GM Europa schreibt wieder schwarze Zahlen

Der US-Autobauer General Motors hat im zweiten Quartal die Rückkehr in die Gewinnzone nicht geschafft, schreibt in Europa aber wieder schwarze Zahlen.

Wie Konzernchef Rick Wagoner am Mittwoch in Detroit berichtete, belief sich das Minus auf 318 Millionen Dollar (266 Millionen Euro) oder 56 Cent je Aktie. Analysten an der Wall Street hatten für das zweite Vierteljahr einen kleinen Gewinn von drei Cent je Aktie erwartet. Der Umsatz ging gegenüber dem Vergleichszeitraum des Vorjahres von 49,3 auf 48,5 Milliarden Dollar zurück.

Während das Europageschäft von GM, zu dem unter anderem die deutsche Tochter Opel gehört, mit einem Plus von 37 Millionen Dollar (30,9 Millionen Euro) erstmals seit fünf Jahren wieder in die Gewinnzone zurückkehrte, blieb das Nordamerikageschäft das grosse Sorgenkind des Konzerns. Nach Angaben des weltgrössten Autokonzerns beliefen sich seine Verluste auf dem nordamerikanischen Markt auf 1,2 Milliarden Dollar. Verantwortlich dafür seien eine niedrigere Produktion, der schleppende Absatz von Lastwagen und Geländewagen sowie steigende Gesundheitsausgaben für die Mitarbeiter.

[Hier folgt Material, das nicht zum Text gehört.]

PR #27, opened 2024-07-23
Enhanced installation recipe

kwentine:
- `make` now only installs (_ie_ copies) new files, or files that have changed since last install
-  `make` picks up `SWG_*` variables from the environment
- `scripts/dockermake.sh` leverages the previous point to dynamically build the flags to pass to `docker run` 

Minor bug fixes include:
- tell `curl` to fails when the HTTP responses have a faulty status code (e.g. 404) instead of putting garbage in `.downloads` creating errors further down the line.
- use `patsubst` rather than `subst` to guarantee prefix-substitutions


RMCrean (approved):
Thanks, the changes look good and I can confirm make build/install still works for me. I'll start reviewing the next PR shortly too :)

PR #77, opened 2023-08-22
Refactor Opportunity Views to use request.org and remove unused context_data

pxwxnvermx:


commcare_connect/opportunity/views.py
```diff
@@ -21,33 +21,27 @@ class OpportunityList(OrganizationUserMixin, ListView):
...
     paginate_by = 10
 
-    def get_context_data(self, *args, object_list=None, **kwargs):
-        context_data = super().get_context_data(*args, **kwargs)
-        context_data["org_slug"] = self.kwargs["org_slug"]
-        return context_data
-
     def get_queryset(self):
-        return Opportunity.objects.filter(organization__slug=self.kwargs["org_slug"])
+        return Opportunity.objects.filter(organization__slug=self.request.org)
```
snopoke, line 25: `request.org` is actually the full organization so you either want `organization=self.request.org` or `organization_slug=self.request.org.slug`

pxwxnvermx: Thanks for pointing this out. Fixed https://github.com/dimagi/commcare-connect/pull/77/commits/dc154d1fbe67b6b26e0bc47a26f9803dea3cd7ae

snopoke: The same thing applies to the other changes where you have used `request.org` to refer to the `slug`. This only works now because the `__str__` method of `request.org` returns the slug. If that changes e.g. to use the name instead, then these changes will break. I think it would be safer to either stick with the view kwargs (nothing wrong with that) or use `request.org.slug`.

My reason for suggesting `request.org` in the other PR is that it is already available in all templates because of the request context processor so you don't need to remember to add something into the template context in each view.

snopoke (approved):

Weltweit fuhr die Autosparte des Konzerns nach eigenen Angaben Verluste von 948 Millionen Dollar ein. Den schweren Verlusten in Nordamerika stand ein profitables Geschäft in allen anderen Regionen der Welt gegenüber. Die Finanzsparte des Konzerns lieferte mit einem Nettogewinn von 816 Millionen Dollar einen deutlich positiven Beitrag zum Ergebnis.

Der Absatz entwickelte sich nach Wagoners Worten positiv. So sei der weltweite Marktanteil innerhalb eines Jahres von 14,7 auf 15,2 Prozent gestiegen. In Europa sei er mit 9,7 Prozent konstant geblieben. Vor allem die Verkaufszahlen des Opel Astra trügen erheblich zu den guten Ergebnissen in Europa bei. Obwohl noch einiges zu tun bleibe, seien die europäischen GM-Töchter auf einem guten Weg.